When hip and groin pain in women needs specialist assessment
Insights

When hip and groin pain in women needs specialist assessment

Eleanor Hayes

Symptoms that should prompt referral beyond the GP

There is a point at which waiting becomes the wrong clinical strategy — and for hip and groin pain in women, that point arrives earlier than many GPs recognise.

Non-urgent but clear referral triggers include mechanical symptoms — a catching, locking, or clicking sensation deep in the groin crease — which suggest labral pathology and warrant orthopaedic assessment regardless of how long symptoms have been present. Pain that causes a limp, pain that consistently limits everyday activities, and hip pain in a younger adult with a history of childhood hip problems or suspected dysplasia all justify escalation after 6–12 weeks of structured physiotherapy without meaningful improvement.

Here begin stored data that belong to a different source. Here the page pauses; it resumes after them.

PR #480, opened 2018-01-17
Make it possible to edit values in table

yihui:
Closes #28

## Test

```r
devtools::install_github('rstudio/DT@feature/editor')
```

Double click in a table cell to edit its value.

## (1) client-side processing (static HTML application)

```r
DT::datatable(iris)
```

## (2) client-side processing in Shiny

```r
library(shiny)
library(DT)
shinyApp(
  ui = fluidPage(
    DT::dataTableOutput('x2')
  ),
  server = function(input, output, session) {
    x = iris
    x$Date = Sys.time() + seq_len(nrow(x))
    output$x2 = DT::renderDataTable(x, selection = 'none', server = FALSE)
  }
)
```

## (3) server-side processing

```r
library(shiny)
library(DT)
shinyApp(
  ui = fluidPage(
    DT::dataTableOutput('x1')
  ),
  server = function(input, output, session) {
    x = iris
    x$Date = Sys.time() + seq_len(nrow(x))
    output$x1 = DT::renderDataTable(x, selection = 'none')
    
    proxy = dataTableProxy('x1')
    
    observeEvent(input$x1_cell_edit, {
      info = input$x1_cell_edit
      str(info)
      i = info$row
      j = info$col
      v = info$value
      x[i, j] <<- DT::coerceValue(v, x[i, j])
      replaceData(proxy, x, resetPaging = FALSE)  # important
    })
  }
)
```

## (4) server-side processing (without row names)

```r
library(shiny)
library(DT)
shinyApp(
  ui = fluidPage(
    DT::dataTableOutput('x1')
  ),
  server = function(input, output, session) {
    x = iris
    x$Date = Sys.time() + seq_len(nrow(x))
    output$x1 = DT::renderDataTable(x, selection = 'none', rownames = FALSE)
    
    proxy = dataTableProxy('x1')
    
    observeEvent(input$x1_cell_edit, {
      info = input$x1_cell_edit
      str(info)
      i = info$row
      j = info$col + 1  # column index offset by 1
      v = info$value
      x[i, j] <<- DT::coerceValue(v, x[i, j])
      replaceData(proxy, x, resetPaging = FALSE, rownames = FALSE)
    })
  }
)
```

PR #484, opened 2018-01-18
add editable parameter

### LINKED ISSUE #483: Please don't make tables editable by default
Hello @yihui,

The new editor feature is great. However, the current implementation makes all tables editable, and I don't see a parameter that lets you opt out.

I will make a PR that makes the editor optional. I think it would be a good idea to make the table uneditable by default. There are many datatables in production Shiny applications that were built with the expectation that the tables would not be editable. 

Kind Regards

carlganz:
When I run roxygen all the rd files get rewritten so I didn't update docs

Feel free to disregard this PR if you have a different implementation.

Fixes #483

### DIFF
--- a/inst/htmlwidgets/datatables.js
+++ b/inst/htmlwidgets/datatables.js
@@ -668,28 +668,30 @@ HTMLWidgets.widget({
     // run the callback function on the table instance
     if (typeof data.callback === 'function') data.callback(table);
 
+    if (data.editable) {
     // double click to edit the cell
     table.on('dblclick.dt', 'tbody td', function() {
-      var $input = $('<input type="text">');
-      var $this = $(this), value = table.cell(this).data(), html = $this.html();
-      $input.val(value);
-      $this.empty().append($input);
-      $input.css('width', '100%').focus().on('change', function() {
-        var valueNew = $input.val();
-        if (valueNew != value) {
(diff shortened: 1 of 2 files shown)


inst/htmlwidgets/datatables.js
```diff
@@ -668,28 +668,30 @@ HTMLWidgets.widget({
     // run the callback function on the table instance
     if (typeof data.callback === 'function') data.callback(table);
 
+    if (data.editable) {
```
yihui: This PR looks good to me, but I hope to avoid the changes from indentation. You don't need the curly braces since it is a single expression, e.g.

```js
if (data.editable) table.on('dblclick.dt', 'tbody td', function() {
  ...
```

carlganz:
Awesome thanks!

danielcanueto:
Would it be possible to make that edition is not only usable for visual purposes but that actual values are also changed? reactiveValues variables visualized through DT can be edited on the table but edits are not saved to the variables. This was possible with previous feature/editor branch, but it seems this brach is not active anymore.

yihui:
@danielcanueto Did you read the examples in #480?

danielcanueto:
Sorry, I hadn't seen this pull. Thanks!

Age bias is a documented barrier here. Young women are routinely told they are 'too young for hip problems', yet FAI syndrome accounts for the final diagnosis in over half of young adults referred from primary care with chronic, misdiagnosed hip pain. Prolonged holding on a conservative pathway without reassessment is not neutral — it carries a risk of ongoing cartilage damage.

Urgent or emergency triggers are a separate category entirely and should not wait for a staged pathway. Inability to bear weight, severe pain waking the patient at night, signs of infection (fever, redness, chills), sudden onset of intense pain, or a palpable lump in the groin require same-day GP assessment or emergency attendance, not a referral letter.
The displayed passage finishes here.